Género y política de drogas

Por qué es importante el género - ¡también en la política de drogas!

Durante la infancia y la adolescencia se aprenden muchas actitudes y comportamientos, que luego se mantienen en la vida adulta. En todas las sociedades hay ideas claras de qué es un comportamiento típicamente femenino o típicamente masculino. Estos modelos de conducta tienen una gran influencia en el potencial de desarrollo de los géneros. A menudo llevan a que las mujeres y los hombres sean tratados de manera diferente en situaciones similares y enfrentados con prejuicios y expectativas específicas de género.

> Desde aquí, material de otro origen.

PR #547, opened 2021-07-14
Make alternating

lopeetall:
The plookup permutation product argument is changed to use an alternating split for h1 and h2, and the prover and verifier algorithms have been modified to match.


Bounce23 (approved):
This PR looks good to me, so feel free to merge whenever. 

All of the comment changes as well as the actual polynomial arguments themselves seem to be well changed inline with the new paper.

PR #550, opened 2021-07-26
Multiplications replaced with hard coded results

EDGDrummond:
Modular reductions leave a maximum value of 703,
so rather than convert this result to Montgomery
form with a multiplication it can be hard coded.


Bounce23 (changes requested):
Apply a rust or cargo fmt to this PR and if this passes, request a review @EDGDrummond

Bounce23 (approved):
LGTM! 
Feel free to merge

PR #551, opened 2021-07-28
Add review suggestions

lopeetall:
This code implements the new alternating method for constructing `h_1` and `h_2` in the plookup permutation argument, two reviewer suggestions, and reenables lookup table preprocessing.


Bounce23 (approved):
Having already gone through these changes, the implementation looks good to me so feel free to merge.

PR #591, opened 2021-09-27
Add codecoverage to `add_lookups`

ureeves:


ureeves:
This seems to generate good results. Currently we're at about ~75%. Should be enough to view which changes were introduced that are untested in the target branch.

vlopes11 (dismissed):
LGTM. Nit: fix broken line breaks at the end of the file

ureeves:
Reformed the CI a little bit by having two matrices - one for building for `no_std` environments, and another for testing in `std` (--all-features) environments.

.github/workflows/dusk_ci.yml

Las mujeres constituyen una parte esencial de las economías de la droga. Sin embargo, sus papeles son en su mayoría diferentes a los de los hombres. Incluyen sobre todo el trabajo doméstico, la prostitución y el trabajo de mensajería de drogas, es decir, tareas mal o no remuneradas, de alto riesgo y de baja jerarquía. En consecuencia, las mujeres son detenidas con más frecuencia en muchos países por delitos no violentos relacionados con la droga que por cualquier otro delito penal. Por supuesto, también se cuentan entre los consumidores de drogas. Sin embargo, sus intereses no se consideran suficientemente a nivel político y en la planificación de los proyectos de desarrollo.

Las medidas de la política de drogas, como los proyectos de desarrollo alternativo para las familias de pequeños agricultores de cultivos ilícitos, se dirigen con demasiada frecuencia principalmente a los hombres. Con respecto al grupo de los consumidores de drogas, en muchos países sólo se habla de los consumidores masculinos. Así, las ofertas de asistencia correspondientes son inaccesibles o inadecuadas para las mujeres, ya que tienen necesidades diferentes y son particularmente estigmatizadas. Para las mujeres, que son las principales responsables de los niños, la barrera interior para hacer uso de las ofertas de ayuda pública es grande, por ejemplo debido al peligro de perder la custodia de los hijos.

 
 

¿Qué significa la igualdad de género en la política de drogas?

Equidad de género significa pensar y actuar de manera diferenciada en cuanto al género, así como la promoción de la igualdad de oportunidades para mujeres y hombres. La política de drogas debe basarse en el género, tanto a nivel político como en la cooperación directa con las personas afectadas. La igualdad de género es un factor esencial para el cambio continuo y, por lo tanto, también es un objetivo de la Agenda 2030 para el desarrollo sostenible. La consideración de las diferentes realidades de vida de mujeres y hombres, así como una concepción sensible al género en cuanto al desarrollo, la implementación y la evaluación de la política de drogas, también se plantea en el documento final de la Asamblea General Especial de las Naciones Unidas sobre el Problema Mundial de las Drogas (UNGASS) de 2016.

 
 

Papeles de género en el cultivo rural de drogas

De entrada, en las zonas rurales a menudo hay grandes desigualdades socioeconómicas entre mujeres y hombres, que con frecuencia resultan en el perjuicio de las mujeres. Sin embargo, las mujeres todavía tienen un papel clave que desempeñar en el cuidado de los hogares rurales. En comparación con los hombres, las mujeres invierten más en la nutrición, la salud y la educación de la familia y, por lo tanto, contribuyen significativamente a reducir la pobreza y mejorar la seguridad alimentaria en las zonas rurales. No obstante, los programas de desarrollo alternativo se dirigen principalmente a los hombres, ya que tradicionalmente ellos son los propietarios del respectivo terreno. En consecuencia, son ellos los que benefician principalmente de las medidas de apoyo como los programas de formación continua o los préstamos.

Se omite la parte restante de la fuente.